- Required work:
Which lines of the records contain "common"? Collect every one of them.

====== Information given ======

PR #319, opened 2023-12-15
Add new work-in-progress unreleased api_version v1beta2

drevell:
This is intended to be the version where @sqin2019 and @tyroneclay add their new features. When they're ready, we'll actually release this version. I added TODOs so you know where to start hacking.

I'm following the instructions in https://github.com/abcxyz/abc/blob/main/templates/model/README.md.

### DIFF
--- a/templates/model/spec/v1beta2/spec.go
+++ b/templates/model/spec/v1beta2/spec.go
@@ -1,0 +1,565 @@
+// Copyright 2023 The Authors (see AUTHORS file)
+//
+// Licensed under the Apache License, Version 2.0 (the "License");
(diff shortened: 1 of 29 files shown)


templates/model/spec/v1beta2/spec.go
drevell, line 1: This file is copied with only TODOs added.

templates/model/spec/v1beta2/spec_test.go
drevell, line 1: File is copied without changes.

sqin2019 (approved):

yolocs (approved):

PR #440, opened 2024-02-15
fix: fixed release build info

### LINKED ISSUE #438: IsReleaseBuild() returns incorrect info.
### TL;DR

Ideally,  `IsReleaseBuild` returns true if this binary was built by goreleaser as part of
// the official release process (as opposed to a user just running "go build",
// or running in a CI environment, or something else). But somehow when I install abc cli via `go install ./...`, or https://github.com/abcxyz/abc/blob/23068d1417191358257a9663cc3bf10dffcffe1b/cmd/abc/abc_test.go#L66, `IsReleaseBuild` also returns true

### Expected behavior

_No response_

### Observed behavior

_No response_

### Environment Details

```markdown
N/A
```

### Additional information

_No response_

capri-xiyue:
fixed #438

### DIFF
--- a/internal/version/version.go
+++ b/internal/version/version.go
@@ -15,8 +15,9 @@
 package version
 
 import (
-	"github.com/abcxyz/pkg/buildinfo"
 	"golang.org/x/mod/semver"
+
+	"github.com/abcxyz/pkg/buildinfo"
 )
 
 var (
--- a/internal/version/version.go
+++ b/internal/version/version.go
@@ -49,7 +49,11 @@ var (
 // or running in a CI environment, or something else).
 func IsReleaseBuild() bool {
 	// Binary from release build should follow semver format.
-	return semver.IsValid("v" + Version)
+	// When installing via `go install github.com/abcxyz/abc/cmd/abc@vXXX`,
+	// `Version` is `vXXX` for example `v0.1.0` with `v` prefix.
+	// When installing via downloading artifacts in GitHub directly,
+	// `Version` is `XXX` for example `0.1.0` without `v` prefix.
+	return semver.IsValid("v"+Version) || semver.IsValid(Version)
 }
 
 func valueOrFallback(val string, fn func() string) string {
--- a/internal/version/version.go
+++ b/internal/version/version.go
@@ -49,7 +49,7 @@ var (
 // or running in a CI environment, or something else).
 func IsReleaseBuild() bool {
 	// Binary from release build should follow semver format.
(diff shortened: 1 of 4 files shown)


internal/version/version.go
```diff
@@ -44,11 +48,8 @@ var (
 // the official release process (as opposed to a user just running "go build",
 // or running in a CI environment, or something else).
 func IsReleaseBuild() bool {
-	// "source" is a sentinel value returned from buildinfo.Version() when the
-	// build metadata is not present. The build metadata is filled in with the
-	// "-X" flag during release builds, so if it's not present, this binary is
-	// not a release build.
-	return Version != "source"
+	// Binary from release build should follow semver format.
```
capri-xiyue, line 51: Previously logic doesn't work because for `go install ./...` and code in `main` package, the Version will be `(devel)` instead of "source"

internal/version/version.go
```diff
@@ -44,11 +48,8 @@ var (
...
+	return semver.IsValid(Version)
```
capri-xiyue, line 52: I checked the code, the Version here should starts with "v". When we released v0.0.6-rc, we'd better double check it.

internal/version/version.go
```diff
@@ -44,11 +48,8 @@ var (
 // the official release process (as opposed to a user just running "go build",
 // or running in a CI environment, or something else).
 func IsReleaseBuild() bool {
-	// "source" is a sentinel value returned from buildinfo.Version() when the
-	// build metadata is not present. The build metadata is filled in with the
-	// "-X" flag during release builds, so if it's not present, this binary is
-	// not a release build.
-	return Version != "source"
+	// Binary from release build should follow semver format.
+	return semver.IsValid("v" + Version)
```
capri-xiyue, line 52: I googled it. Looks like the Version should not have `v` prefix by default. Let me know if I'm wrong

capri-xiyue: But I saw some conflicts, when I run `abc templates -version` on v0.0.5, it shows `abc v0.5.0 (HEAD, darwin/amd64)` from `HumanVersion = Name + " " + Version + " (" + Commit + ", " + OSArch + ")"`, looks like `Version` has v prefix.

But for https://github.com/abcxyz/abc/blob/3d99e9bae57b99bc551904ab1b916ecd3c9c4118/.goreleaser.yaml#L50, and the 
Screenshot 2024-02-14 at 9 25 54 PM, the `Version` doesn't have v prefix

drevell (approved):

PR #457, opened 2024-02-23
Support node protos

shankiyani:


drevell (approved):

t/proto_template/version.yaml
verbanicm, line 1: As discussed, drop the yaml and use a string in a `VERSION` file

shankiyani: ack will follow up

PR #467, opened 2024-03-04
Add the concept of "ultimate" destination to rendering logic

drevell:
Before now, the Render() function passed through the output directory to the Download() function, so the downloader could determine if the template source location was canonical (input and output are in the same git workspace). But now we need more info, because of the subleties of upgrading.

When doing `abc templates upgrade`, we'll use the Render() function as a building block in a way that's a little different than how it's used by `abc templates render`. The `abc templates upgrade` doesn't use the same directory for the render output as for the final upgrade destination, which means we need to now provide both directories to Render(). Hence the addition of the DestDirUltimate field.

### DIFF
--- a/templates/common/render/render_test.go
+++ b/templates/common/render/render_test.go
@@ -1159,8 +1159,8 @@ steps:
 			t.Parallel()
 
 			tempDir := t.TempDir()
-			dest := filepath.Join(tempDir, "dest")
-			abctestutil.WriteAllDefaultMode(t, dest, tc.existingDestContents)
+			outDir := filepath.Join(tempDir, "out_dir")
+			abctestutil.WriteAllDefaultMode(t, outDir, tc.existingDestContents)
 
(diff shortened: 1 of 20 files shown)


templates/common/render/render_test.go
```diff
@@ -1178,7 +1178,7 @@ steps:
 				Backups:             true,
 				BackupDir:           backupDir,
 				Clock:               clk,
-				DestDir:             dest,
+				OutDir:              dest,
```
capri-xiyue, line 1181: nits: Do we need to rename `dest`to `outputDir`

capri-xiyue (approved):

templates/common/render/render_test.go
drevell: Yeah, we should. Done.

capri-xiyue (approved):

PR #483, opened 2024-03-14
Make run_golden_tests.sh 10x faster

drevell:
Instead of running `go run` repeatedly, which takes a while even when there's nothing to rebuild, we just build the binary once and run it directly.


sethvargo (approved):
Genius

drevell:
> Genius

💥💥💥
💥🤯💥
💥💥💥

PR #485, opened 2024-03-14
Add individual file hashing function

drevell:
This is part of the template upgrades feature. I'm committing in pieces because the entire feature is too big for one PR.

Why are there no tests? I've chosen to test this at the level of the exported API. There are tests already written that will be sent out soon that cover all of the code paths in this PR.

### DIFF
--- a/templates/common/upgrade/hash.go
+++ b/templates/common/upgrade/hash.go
@@ -27,8 +27,8 @@ import (
 	"github.com/abcxyz/abc/templates/common"
 )
 
-// TODO(upgrade): delete this once the rest of the upgrade code exists. The
-// compiler is complaning about unused variables.
+// ExportToAvoidWarnings avoids compiler warnings complaning about unused
+// variables. TODO(upgrade): remove this when no longer necessary.
 var ExportToAvoidWarnings = []any{hashAndCompare, notComputed}
 
 // hashResult is the result from hashAndCompare().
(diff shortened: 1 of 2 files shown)


templates/common/upgrade/hash.go
```diff
@@ -0,0 +1,95 @@
...
+	tokens := strings.SplitN(wantHash, ":", 2)
+	if len(tokens) != 2 {
+		return "", fmt.Errorf("malformed hash, expected it to begin with hash name followed by colon: %q", wantHash)
+	}
+
+	var hasher hash.Hash
+	var wantHashUnmarshaled []byte
+	switch tokens[0] {
+	case "h1":
+		hasher = sha256.New()
```
sethvargo, line 68: From an extensibility perspective, it might be better if we let the user supply a hashing function (as a string) and have a default on `""`. We can have a `switch` on the string among common hashing functions (md5, sha128, sha256, sha384, sha512, etc).

drevell: I'm doing this for consistency with dirhash, which we already use [here](https://github.com/abcxyz/abc/blob/ca35eed9cc7b1fa23801a84b877d2738c32a58e8/templates/common/dirhash/dirhash.go#L40). This way, we can have "h1" mean "use sha256 for dirhashing and also for individual file hashes." I don't think we want to give the user any control here, we want to limit choice for the sake of simplicity.

Here's an example of a manifest:

```
# Generated by the "abc templates" command. Do not modify.
api_version: cli.abcxyz.dev/v1beta6
kind: Manifest
creation_time: 2023-12-08T23:59:02.000000013Z
modification_time: 2023-12-08T23:59:02.000000013Z
template_location: "github.com/foo/bar"
location_type: "remote_git"
template_version: ""
template_dirhash: h1:uh/nUYc3HpipWEon9kYOsvSrEadfu8Q9TdfBuHcnF3o=
inputs: []
output_hashes:
    - file: a.txt
      hash: h1:ZmFrZV9vdXRwdXRfaGFzaF8zMl9ieXRlc19zaGEyNTY=
```

I think the there's nice conceptual simplicity in using the same "hash framing" scheme for both dirhashes and file hashes.

sethvargo: Ah - so you don't plan to expose this as a template func?

sethvargo (approved):

templates/common/upgrade/hash.go
drevell: Right, yeah, this is something totally else. That would be a neat template func though.

PR #486, opened 2024-03-14
Add the SkipGlob option to LoadDir

drevell:
This uses the "functional options" pattern, and leaves open the possibility of future options flags to LoadDir().

This will be used in upcoming template upgrade tests.

### DIFF
--- a/templates/testutil/fs.go
+++ b/templates/testutil/fs.go
@@ -88,8 +88,10 @@ func WriteAllMode(tb testing.TB, root string, files map[string]ModeAndContents) 
 // LoadDirMode reads all the files recursively under "dir", returning their contents as a
 // map[filename]->contents. Returns nil if dir doesn't exist. Keys use slash separators, not
 // native.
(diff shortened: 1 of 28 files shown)


templates/testutil/fs.go
```diff
@@ -102,7 +104,18 @@ func LoadDirMode(tb testing.TB, dir string) map[string]ModeAndContents {
 		if err != nil {
 			return err
 		}
+		relPath, err := filepath.Rel(dir, path)
+		if err != nil {
+			tb.Fatal(err)
+		}
+		skip := skippable(tb, relPath, opt.skipGlobs)
 		if d.IsDir() {
+			if skip {
```
capri-xiyue, line 113: This part looks a little bit confusing to me? Can we `if skip` as the outlayer and in the inner layer, check whether `d.IsDir()`.

capri-xiyue (approved):

templates/testutil/fs.go
drevell: Yeah, that is better, thanks. Done.

PR #487, opened 2024-03-15
Implement part of the upgrade "merge" algorithm

drevell:
The "merge" phase of the upgrade operation is where we take (1) the output of the upgraded template and (2) the user's already-rendered template output directory, and intelligently incorporate the upgraded template files.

======

- Exercise answer:
--- a/templates/common/render/render_test.go
+++ b/templates/common/render/render_test.go
templates/common/render/render_test.go
templates/common/render/render_test.go
--- a/templates/common/upgrade/hash.go
+++ b/templates/common/upgrade/hash.go
 	"github.com/abcxyz/abc/templates/common"
templates/common/upgrade/hash.go
sethvargo, line 68: From an extensibility perspective, it might be better if we let the user supply a hashing function (as a string) and have a default on `""`. We can have a `switch` on the string among common hashing functions (md5, sha128, sha256, sha384, sha512, etc).
drevell: I'm doing this for consistency with dirhash, which we already use [here](https://github.com/abcxyz/abc/blob/ca35eed9cc7b1fa23801a84b877d2738c32a58e8/templates/common/dirhash/dirhash.go#L40). This way, we can have "h1" mean "use sha256 for dirhashing and also for individual file hashes." I don't think we want to give the user any control here, we want to limit choice for the sake of simplicity.
templates/common/upgrade/hash.go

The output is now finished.